**EXERCISE GOAL:** Check each line of the material that follows, and copy those holding the string "delayed".

(MATERIAL TO PROCESS)

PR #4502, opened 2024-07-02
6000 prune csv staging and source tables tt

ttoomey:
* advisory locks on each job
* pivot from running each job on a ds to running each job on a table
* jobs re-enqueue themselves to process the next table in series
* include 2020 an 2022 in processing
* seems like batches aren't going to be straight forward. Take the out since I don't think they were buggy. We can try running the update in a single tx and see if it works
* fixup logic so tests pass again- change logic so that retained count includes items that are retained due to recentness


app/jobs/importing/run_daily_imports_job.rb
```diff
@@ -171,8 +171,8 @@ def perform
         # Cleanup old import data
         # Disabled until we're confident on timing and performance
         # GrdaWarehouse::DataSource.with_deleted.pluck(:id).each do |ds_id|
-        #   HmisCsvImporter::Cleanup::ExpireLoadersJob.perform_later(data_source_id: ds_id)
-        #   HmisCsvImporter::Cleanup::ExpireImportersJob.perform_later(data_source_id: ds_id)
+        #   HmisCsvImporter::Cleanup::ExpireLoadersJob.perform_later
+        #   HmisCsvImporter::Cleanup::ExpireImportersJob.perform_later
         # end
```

(End MATERIAL TO PROCESS)
(MATERIAL TO PROCESS)

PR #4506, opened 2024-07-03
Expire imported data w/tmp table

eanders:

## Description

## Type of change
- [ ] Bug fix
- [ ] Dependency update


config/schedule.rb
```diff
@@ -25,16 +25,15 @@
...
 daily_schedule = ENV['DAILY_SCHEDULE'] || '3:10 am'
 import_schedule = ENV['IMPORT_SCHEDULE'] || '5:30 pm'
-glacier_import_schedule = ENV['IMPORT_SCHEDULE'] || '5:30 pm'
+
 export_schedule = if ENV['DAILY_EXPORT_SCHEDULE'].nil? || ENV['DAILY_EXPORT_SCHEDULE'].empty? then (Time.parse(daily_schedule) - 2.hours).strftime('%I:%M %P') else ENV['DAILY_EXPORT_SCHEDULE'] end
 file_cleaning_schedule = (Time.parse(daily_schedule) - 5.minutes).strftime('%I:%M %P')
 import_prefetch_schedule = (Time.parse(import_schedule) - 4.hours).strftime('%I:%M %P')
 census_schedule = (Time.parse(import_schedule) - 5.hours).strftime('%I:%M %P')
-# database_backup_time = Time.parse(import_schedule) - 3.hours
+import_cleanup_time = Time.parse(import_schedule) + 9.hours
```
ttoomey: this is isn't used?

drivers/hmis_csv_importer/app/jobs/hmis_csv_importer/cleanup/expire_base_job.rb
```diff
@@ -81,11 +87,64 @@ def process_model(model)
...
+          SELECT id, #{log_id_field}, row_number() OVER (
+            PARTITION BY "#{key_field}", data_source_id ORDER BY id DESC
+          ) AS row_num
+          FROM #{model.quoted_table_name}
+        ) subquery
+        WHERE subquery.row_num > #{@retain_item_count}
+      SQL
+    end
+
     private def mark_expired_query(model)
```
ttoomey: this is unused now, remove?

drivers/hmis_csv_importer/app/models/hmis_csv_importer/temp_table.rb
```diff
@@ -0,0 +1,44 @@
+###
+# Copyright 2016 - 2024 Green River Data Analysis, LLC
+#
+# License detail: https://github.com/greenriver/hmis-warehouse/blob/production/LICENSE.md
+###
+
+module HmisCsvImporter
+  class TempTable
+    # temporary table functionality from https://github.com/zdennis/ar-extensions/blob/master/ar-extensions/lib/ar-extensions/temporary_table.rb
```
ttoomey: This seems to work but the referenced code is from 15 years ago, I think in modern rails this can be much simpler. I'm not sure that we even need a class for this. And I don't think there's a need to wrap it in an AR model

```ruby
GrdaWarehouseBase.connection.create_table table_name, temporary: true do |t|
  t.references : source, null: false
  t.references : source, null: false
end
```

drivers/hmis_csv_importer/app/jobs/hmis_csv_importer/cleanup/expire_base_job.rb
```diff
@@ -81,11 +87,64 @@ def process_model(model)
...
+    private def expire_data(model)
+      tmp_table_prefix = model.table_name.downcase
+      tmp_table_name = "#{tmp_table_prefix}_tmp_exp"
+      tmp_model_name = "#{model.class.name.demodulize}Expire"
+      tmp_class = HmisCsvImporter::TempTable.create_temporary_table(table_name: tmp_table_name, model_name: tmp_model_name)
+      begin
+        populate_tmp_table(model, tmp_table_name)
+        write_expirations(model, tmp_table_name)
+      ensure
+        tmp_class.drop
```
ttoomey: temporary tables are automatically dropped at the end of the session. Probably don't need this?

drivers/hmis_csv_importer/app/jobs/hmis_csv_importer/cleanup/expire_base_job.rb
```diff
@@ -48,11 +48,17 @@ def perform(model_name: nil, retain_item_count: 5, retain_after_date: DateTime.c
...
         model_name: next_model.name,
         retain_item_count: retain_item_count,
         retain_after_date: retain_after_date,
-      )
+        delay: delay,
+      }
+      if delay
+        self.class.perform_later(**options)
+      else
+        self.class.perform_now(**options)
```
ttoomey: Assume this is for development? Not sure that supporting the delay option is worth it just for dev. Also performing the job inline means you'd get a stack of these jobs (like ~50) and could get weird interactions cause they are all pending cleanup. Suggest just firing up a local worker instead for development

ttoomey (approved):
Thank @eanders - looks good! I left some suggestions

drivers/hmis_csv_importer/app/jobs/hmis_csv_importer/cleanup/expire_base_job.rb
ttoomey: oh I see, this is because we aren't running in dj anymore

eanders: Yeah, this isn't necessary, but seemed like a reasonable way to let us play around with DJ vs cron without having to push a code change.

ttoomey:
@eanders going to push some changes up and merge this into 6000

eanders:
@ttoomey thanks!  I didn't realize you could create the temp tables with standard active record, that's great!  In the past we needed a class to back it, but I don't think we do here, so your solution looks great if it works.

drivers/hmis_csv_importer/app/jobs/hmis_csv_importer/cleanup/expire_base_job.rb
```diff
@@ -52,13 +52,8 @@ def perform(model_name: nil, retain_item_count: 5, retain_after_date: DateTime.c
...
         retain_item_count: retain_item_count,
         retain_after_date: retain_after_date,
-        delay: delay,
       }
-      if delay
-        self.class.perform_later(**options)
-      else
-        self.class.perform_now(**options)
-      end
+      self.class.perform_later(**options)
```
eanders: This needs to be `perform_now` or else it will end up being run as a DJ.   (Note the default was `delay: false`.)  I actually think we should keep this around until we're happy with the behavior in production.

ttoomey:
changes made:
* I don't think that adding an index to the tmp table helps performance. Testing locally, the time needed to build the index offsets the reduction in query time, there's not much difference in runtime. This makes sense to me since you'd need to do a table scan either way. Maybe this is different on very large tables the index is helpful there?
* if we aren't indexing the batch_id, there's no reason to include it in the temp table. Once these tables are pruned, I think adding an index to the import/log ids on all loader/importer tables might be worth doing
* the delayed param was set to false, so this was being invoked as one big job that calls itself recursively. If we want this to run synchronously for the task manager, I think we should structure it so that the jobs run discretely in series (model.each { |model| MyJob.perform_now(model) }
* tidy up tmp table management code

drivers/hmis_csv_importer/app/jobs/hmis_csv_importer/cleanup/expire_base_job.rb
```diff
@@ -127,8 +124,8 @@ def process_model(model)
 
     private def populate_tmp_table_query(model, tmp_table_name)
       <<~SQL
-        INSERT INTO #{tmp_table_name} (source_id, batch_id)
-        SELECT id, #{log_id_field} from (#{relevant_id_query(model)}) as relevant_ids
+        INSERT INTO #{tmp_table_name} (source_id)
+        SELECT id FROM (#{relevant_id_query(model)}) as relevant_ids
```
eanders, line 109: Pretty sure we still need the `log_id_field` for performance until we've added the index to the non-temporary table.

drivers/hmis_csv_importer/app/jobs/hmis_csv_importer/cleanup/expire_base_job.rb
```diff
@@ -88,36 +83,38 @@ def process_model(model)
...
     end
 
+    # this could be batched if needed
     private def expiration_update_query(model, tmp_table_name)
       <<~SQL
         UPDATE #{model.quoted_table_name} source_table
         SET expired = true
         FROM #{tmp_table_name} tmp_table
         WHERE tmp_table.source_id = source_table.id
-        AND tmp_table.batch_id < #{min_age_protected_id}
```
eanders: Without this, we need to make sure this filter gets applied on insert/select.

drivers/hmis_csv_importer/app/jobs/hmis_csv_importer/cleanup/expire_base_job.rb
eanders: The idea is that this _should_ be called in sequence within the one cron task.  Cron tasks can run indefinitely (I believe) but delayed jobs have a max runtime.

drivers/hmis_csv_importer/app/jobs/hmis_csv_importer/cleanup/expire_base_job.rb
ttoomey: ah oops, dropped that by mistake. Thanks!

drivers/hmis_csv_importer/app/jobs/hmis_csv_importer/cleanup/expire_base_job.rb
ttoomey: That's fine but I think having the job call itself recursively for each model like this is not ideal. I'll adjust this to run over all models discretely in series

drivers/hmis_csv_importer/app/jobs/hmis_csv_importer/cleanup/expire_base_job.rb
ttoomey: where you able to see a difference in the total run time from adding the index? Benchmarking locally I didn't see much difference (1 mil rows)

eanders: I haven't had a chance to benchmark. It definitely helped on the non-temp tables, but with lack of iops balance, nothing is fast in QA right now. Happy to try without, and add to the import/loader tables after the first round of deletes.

(End MATERIAL TO PROCESS)
(MATERIAL TO PROCESS)

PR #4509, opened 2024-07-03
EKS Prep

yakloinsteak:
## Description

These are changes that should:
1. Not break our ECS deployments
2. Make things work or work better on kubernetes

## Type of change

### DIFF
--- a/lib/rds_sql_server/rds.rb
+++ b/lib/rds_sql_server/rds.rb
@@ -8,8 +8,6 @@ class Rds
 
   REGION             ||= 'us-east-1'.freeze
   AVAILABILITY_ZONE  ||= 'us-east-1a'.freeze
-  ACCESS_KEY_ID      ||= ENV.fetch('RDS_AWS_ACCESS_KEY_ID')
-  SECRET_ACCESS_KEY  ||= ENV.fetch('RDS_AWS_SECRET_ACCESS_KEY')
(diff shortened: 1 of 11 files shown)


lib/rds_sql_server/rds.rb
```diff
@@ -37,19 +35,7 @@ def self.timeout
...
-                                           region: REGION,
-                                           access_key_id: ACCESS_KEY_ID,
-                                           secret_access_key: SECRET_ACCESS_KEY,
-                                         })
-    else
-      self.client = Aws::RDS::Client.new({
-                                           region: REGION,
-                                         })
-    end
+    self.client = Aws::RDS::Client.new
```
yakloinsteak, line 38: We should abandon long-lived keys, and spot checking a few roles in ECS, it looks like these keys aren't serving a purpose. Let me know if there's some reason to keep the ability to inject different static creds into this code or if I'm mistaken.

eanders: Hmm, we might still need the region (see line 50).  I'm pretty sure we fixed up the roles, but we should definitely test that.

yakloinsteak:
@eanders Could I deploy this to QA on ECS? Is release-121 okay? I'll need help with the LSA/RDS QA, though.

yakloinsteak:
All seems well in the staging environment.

(End MATERIAL TO PROCESS)

**WRITTEN ANSWER:**
* the delayed param was set to false, so this was being invoked as one big job that calls itself recursively. If we want this to run synchronously for the task manager, I think we should structure it so that the jobs run discretely in series (model.each { |model| MyJob.perform_now(model) }
eanders: The idea is that this _should_ be called in sequence within the one cron task.  Cron tasks can run indefinitely (I believe) but delayed jobs have a max runtime.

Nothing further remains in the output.